« A 20 ans quand tu arrives à l’université, tu veux seulement manger la vie. Les gos étaient belles, mes parents avaient un peu… J’étais en haut »

C’est ainsi qu’Arthur commence à me raconter son histoire.

« A l’époque, j’avais bien sûr été sensibilisé dans le cadre de la lutte contre le Sida. Mais ça me semblait lointain. Et puis je ne couchais qu’avec des filles bio. De celles qui ont l’air vraiment propre… C’était bête »

Entre deux cours, Arthur entretenait trois liaisons et quelques autres conquêtes. Il suffisait qu’il invite une fille à réviser dans sa chambre ou qu’il la drague dans une des nombreuses soirées du campus pour en obtenir les faveurs. Il se protège avec ses conquêtes mais pas avec ses « titulaires ». Ce sont des filles « bien ». Pour lui, demander ou même penser à faire un test c’est un peu une insulte. C’est vrai qu’il a bien peur qu’elles tombent enceinte mais bon il sait se retirer.

« J’avais de bons résultats scolaires alors mes parents m’envoyaient plus d’argent. J’étais vraiment heureux. Je faisais partie des boss du campus »

En fin d’année, il obtient même un stage dans une multinationale grâce à un oncle bien placé. Le saint graal. Sa côte grimpe encore plus… Arthur est sur un nuage et va sereinement faire ses examens médicaux. Le lendemain en arrivant au Centre, on lui demande de s’asseoir dans une salle à part afin de rencontrer le médecin. Il tique mais ne s’alarme pas, trop préoccupé par son futur challenge. Dans le bureau du médecin ce dernier ne mâche pas ses mots et lui demande de but en blanc « mon fils… sais tu ce que c’est que le SIDA ? »

« C’était comme recevoir un coup de poing dans le ventre. Mon souffle s’est coupé, je ne respirais plus. J’avais le SIDA dont on parle à la télé »

 

Le médecin lui glisse ses résultats et tout le reste est toujours complètement flou pour lui. Les recommandations, les conseils, l’infirmière qui vient le tirer de sa torpeur… Arthur ne dit plus un mot. Il se taira pendant trois jours. Avant de s’effondrer et de pleurer les trois jours suivants. Arthur pense que sa vie est finie. Les semaines qui passent sont comme dans un film. Il multiplie les rendez-vous à l’hôpital pour caler son traitement et faire des examens supplémentaires. Le plus dur est d’appeler ses copines : il a peur que tout le monde soit au courant. Ses parents, sa famille, ses amis… Que leur dira-t-il ? Pendant un mois il se renferme et se morfond.

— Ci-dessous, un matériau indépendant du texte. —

PR #3097, opened 2017-09-27
Option --dump-coreimp to output imperative-core to JSON

metaleap:
New `purs compile` option `--dump-coreimp`, exactly like the existing `--dump-corefn`, to dump the `CoreImp` AST to a `coreimp.json` output file.

Requested in #876 and also in #711 [in the comments](https://github.com/purescript/purescript/issues/711#issuecomment-74744519)

(The results can be seen in the various `coreimp.json` files throughout [this directory](https://github.com/metaleap/gonad-demos/tree/master/01_hello_stranger/output) --- [one example](https://github.com/metaleap/gonad-demos/blob/master/01_hello_stranger/output/Ohai.Greet/coreimp.json) )

**New modules:**

- `src/Language/PureScript/CoreImp/ToJSON.hs` --- modeled after the existing `src/Language/PureScript/CoreFn/ToJSON.hs`. (Has duplicated the trivial tiny helper functions `identToJSON` and `moduleNameToJSON` as I didn't want to impress changes on to what the existing original exports.)

**Existing modules:**

Merely duplications of the existing `--dump-corefn` option handling in:
- `app/Command/Compile.hs`
- `src/Language/PureScript/Make.hs`
- `src/Language/PureScript/Options.hs`
(Too small & trivial to generalize into helper funcs for now IMHO --- until a 3rd `--dump-xyz` request comes along in the future at least.)

PR #3117, opened 2017-10-16
Option --dump-coreimp to output imperative-core to JSON

metaleap:
_(I sent this before in #3097 but retracted back then, but *now* it's in a state where it's solidified (keeping the recommendations from reviewers back then) and I'd ask for another review on this PR.. I don't foresee any changes to this feature set from the uses I can think of. Mostly the below is a verbatim copy of then.)_

New `purs compile` option `--dump-coreimp`, exactly like the existing `--dump-corefn`, to dump the `CoreImp` AST to a `coreimp.json` output file.

Requested in #876 and also in #711 [in the comments](https://github.com/purescript/purescript/issues/711#issuecomment-74744519)

(The results can be seen in the various `coreimp.json` files throughout [this directory](https://github.com/metaleap/gonad-demos/tree/master/output) )

**New modules:**

- `src/Language/PureScript/CoreImp/ToJSON.hs` --- modeled after the existing `src/Language/PureScript/CoreFn/ToJSON.hs`. (Has duplicated the trivial tiny helper functions `identToJSON` and `moduleNameToJSON` as I didn't want to impress changes on to what the existing original exports.)

**Existing modules:**

Mostly, merely duplications of the existing `--dump-corefn` option handling in:
- `app/Command/Compile.hs`
- `src/Language/PureScript/Make.hs`
- `src/Language/PureScript/Options.hs`
(Too small & trivial to generalize into helper funcs for now IMHO --- until a 3rd `--dump-xyz` request comes along in the future at least.)

Plus, `src/Language/PureScript/CoreFn/Meta.hs` added `deriveJSON` for `ConstructorType` and `Meta` --- part of this `--dump-coreimp` use-case as currently devised here is to indeed dump the various meta annotations and type information already "in-flight". In my currently-baking PureScript-to-Golang backend I'll need it on-top-of what `externs.json` has. I expect other future `coreimp` uses may as well. (When not needed, the consumer can obviously just ignore the stuff in the JSON's `decls` entry.)

### DIFF
--- a/app/Command/Compile.hs
+++ b/app/Command/Compile.hs
@@ -132,11 +132,17 @@ dumpCoreFn = Opts.switch $
      Opts.long "dump-corefn"
   <> Opts.help "Dump the (functional) core representation of the compiled code at output/*/corefn.json"
 
+dumpCoreImp :: Opts.Parser Bool
+dumpCoreImp = Opts.switch $
+     Opts.long "dump-coreimp"
+  <> Opts.help "Dump the (imperative) core representation of the compiled code at output/*/coreimp.json"
+
 options :: Opts.Parser P.Options
 options = P.Options <$> verboseErrors
                     <*> (not <$> comments)
                     <*> sourceMaps
                     <*> dumpCoreFn
+                    <*> dumpCoreImp
 
 pscMakeOptions :: Opts.Parser PSCMakeOptions
 pscMakeOptions = PSCMakeOptions <$> many inputFile
--- a/src/Language/PureScript/CoreFn/Meta.hs
+++ b/src/Language/PureScript/CoreFn/Meta.hs
@@ -1,3 +1,4 @@
+{-# LANGUAGE TemplateHaskell #-}
 -- |
 -- Metadata annotations for core functional representation
 --
@@ -6,6 +7,8 @@ module Language.PureScript.CoreFn.Meta where
 import Prelude.Compat
 
 import Language.PureScript.Names
+
+import Data.Aeson.TH
 
 -- |
 -- Metadata annotations
@@ -40,3 +43,8 @@ data ConstructorType
   -- The constructor is for a type with multiple construcors
   --
   | SumType deriving (Show, Eq, Ord)
+
+
+$(deriveJSON (defaultOptions { sumEncoding = ObjectWithSingleField }) ''ConstructorType)
+
+$(deriveJSON (defaultOptions { sumEncoding = ObjectWithSingleField }) ''Meta)
--- a/src/Language/PureScript/CoreImp/ToJSON.hs
+++ b/src/Language/PureScript/CoreImp/ToJSON.hs
@@ -1,0 +1,283 @@
+{-# LANGUAGE NoOverloadedStrings #-}
+-- |
+-- Dump the core imperative representation in JSON format for consumption
+-- by third-party code generators
+--
+module Language.PureScript.CoreImp.ToJSON
+  ( moduleToJSON
+  ) where
+
+
+import Prelude.Compat
+
+import Data.Aeson
+import Data.Maybe
+import qualified Data.Text as T
+import Data.Version (Version, showVersion)
+
+import Language.PureScript.AST (SourceSpan)
+import qualified Language.PureScript.AST.Literals as ASTL
+import Language.PureScript.CoreFn (Module, moduleDecls, moduleExports, moduleImports, moduleForeign)
+import Language.PureScript.CoreFn.Binders
+import qualified Language.PureScript.CoreFn.Expr as CoreFnExpr
+import Language.PureScript.CoreImp.AST
+import Language.PureScript.Names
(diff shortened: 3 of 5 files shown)


metaleap:
A question to the insiders about `foreign`! How can I get at the signatures or otherwise "more details (ideally all the details currently known by purs) about each `foreign import`" at [this](https://github.com/purescript/purescript/pull/3117/commits/1b79662efd17dd074e1abc29a97247f250412947#diff-2ffe84d2b44f04026b160ff94572114fR55) point? Right now I just get the `Ident`s aka names. Would be very desirable if I could export the signatures / type infos just like what is put in `externs.json` in here.

metaleap:
Regarding commit #60ae4c3 --- not sure what you guys prefer for `ToJSON` instances, `TemplateHaskell` or `DeriveGeneric`? Is one somehow "better" than the other? Right now I have used a mix of both in a Haskell-typical "add the stuff GHC whines about until it compiles" sprint.. 😀

metaleap:
A quick note on the general motivation here and on why I made the `Environment` `toJSON`able just now: I believe `--dump-coreimp` can become a great alternative option to writing alternative backends --- alternative to each alt-backend keeping forks of `purs` around that go out-of-sync over time and requires users to have multiple `purs` executables around. With this option, anyone can hack or script their desired PureScript(CoreImp)-to-XYZ transformations without having to navigate this *sizable*, slightly-daunting Haskell code-base, the slowish GHC/Stack/Cabal build process, or keeping their forks in sync with the main repo.

I took a quick look at purs11 (C++ backend) the other day and noticed that fork is so out of date, there isn't even any *CoreImp* in there! How could one hope to pick up on that if the need arises again in the future. With `--dump-coreimp` json exports, it's `purs` itself keeping the outputs necessarily "up-to-date", and one can write their small transpilers without plugging into a huge 3rd-party codebase.

**Given that, ** unless you're transpiling to similarly "dynamic" languages like JS, such as perhaps Python or Erlang, for many candidate targets that'd spring to mind for *me* (Go right now, potentially C#/Java/the likes) you'd want the `Environment` for the whole module, not just the exports already in `externs.json`. Type classes, instances, data types / ctors, type aliases, and "names" (func arg/ret types). This allows for much more idiomatic, more correct, more performant generated-code. Such languages of course *would* allow us to pass around "dynamic"/"any-typed" (boxed) values, but it's not desirable at all when it can be avoided. The philosophy of PureScript to generate readable idiomatic "as-if-human-written" code, I'd want to afford any `--dump-coreimp` consumers too. With the latest changes above, the `Environment` gets dumped into the `env` field and this becomes possible.

metaleap:
Gaah just realized `Environment` is _everything-from-all-modules_. Can't dump this for each module. Though it ran surprisingly fast! Will undo most of that stuff coming up next. Sheesh

paf31:
I don't have time to fully review this right now. Thanks for opening the PR, but I want to note that we need to discuss this before we land on a design. Imperative core is not finalized yet, so there is some design work which needs to go into the internal representation. And we will probably need to engage in some bikeshedding regarding the JSON format.

metaleap:
Sure take your time, just wanted to "plug back in" here and happy to keep updating the `CoreImp/ToJSON.hs` module in tune with any upcoming coreimp changes landing in `master`. It's all in flight, that's fine by me.

(Though I'm curious what you're thinking is still missing in imperative-core? Seems to cover everything that was needed to generate JS so far fairly completely, no?)

As regards to "JSON bikeshedding", that's to be expected but I'm about to clean up and "lean up" various parts of the output further as well.

metaleap:
@paf31 & @ all, a question re:

> Imperative core is not finalized yet, so there is some design work which needs to go into the internal representation

I can tell already that coreimp is a far cry from what it could be: fairly decoupled from JS. I'd ponder that stuff like `"use strict";`, `module.exports` etc. would do well to go into the coreimp-to-JS transformation, for example.. I'd even go so far as to say, it'd be desirable for CoreImp to preverse PS type info on values/args/signatures/constraint-type-vars, and only for the JS pass to erase them. (Now of course CoreImp uses JS type semantics as in prim-types/classes/objects/arrays. But it's all coming from some PS type semantics that can be carried along expressions as corefn-to-coreimp happens.)

But that's all fluffy ponderings.. Where's the "CoreImp design work" happening right now, who's involved and cracking this? Is there a thread? Is it all happening in the mailing list, or in some buried github-issue threads I should join? At the least I might like to follow along to pick up everyone's thinking of where this should go. I can also add the perspective of first-hand experience wrestling with the current state of coreimp on-the-ground  =)

natefaubion:
This has not seen activity in some time. Should this be closed?

metaleap:
Fine by me, it's been a year since this the last reaction saying:

> Imperative core is not finalized yet, so there is some design work which needs to go into the internal representation

and I've already long moved on from the effort I envisioned back then.  =)

garyb:
Thanks for the time you spent on it anyway!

Sa date de stage approche mais il ne trouve pas la force de continuer ses démarches.

 

Il sait désormais qu’en ayant une hygiène de vie stricte il pourra vivre avec la maladie à la condition de prendre le traitement tous les jours à la même heure. Mais lui, veut mourir. Il a bien trop honte. Pourquoi lui ? Pourquoi cette saleté ? Quand il sort, il a l’impression que le virus va sortir de son corps et s’afficher sur sa peau. Petit à petit, il déprime et décroche de la fac. Il s’enferme dans sa chambre et ment à ses parents que tout va bien.

Au bout d’un mois, son oncle débarque sur le campus : le stage n’a plus de nouvelles d’Arthur. Il s’inquiète. C’est sa première confrontation avec le monde extérieure. La première fois qu’il a pu dire de sa bouche « j’ai le Sida ». Effaré, son oncle appelle ses parents qui débarquent dans l’heure. Sa mère a hurlé, arguant qu’on avait lancé la « sorcellerie » à son fils. Son père plus pragmatique lui a demandé de n’en parler à personne. Il devait quitter sa chambre universitaire et poursuivre ses cours en vivant dans la maison familiale. Mais Arthur a tenu à informer ses trois copines.  Si les deux premières se sont effondrées, la troisième semblait passive, assez pour qu’il comprenne qu’elle se savait déjà malade. L’avait-elle contaminé ? Ou était-ce l’inverse ? Sa charge virale ne permettait pas de le dire.  Il ne le saura donc jamais vraiment.

 

 

Aujourd’hui Arthur est dans une école de commerce où il passe son master. Il vit comme tout le monde mais ne boit pas, ne fume pas, mange sain et ne sort presque pas. Il est célibataire car il a trop peur d’en parler et d’être jugé… pour l’instant. Comme lui 540.000 personnes vivent au quotidien avec le VIH au Cameroun dont 67% de femmes.

Si on peut y survivre, le traitement reste lourd et demande beaucoup de discipline. La meilleure solution reste de se protéger ou de pratiquer l’abstinence.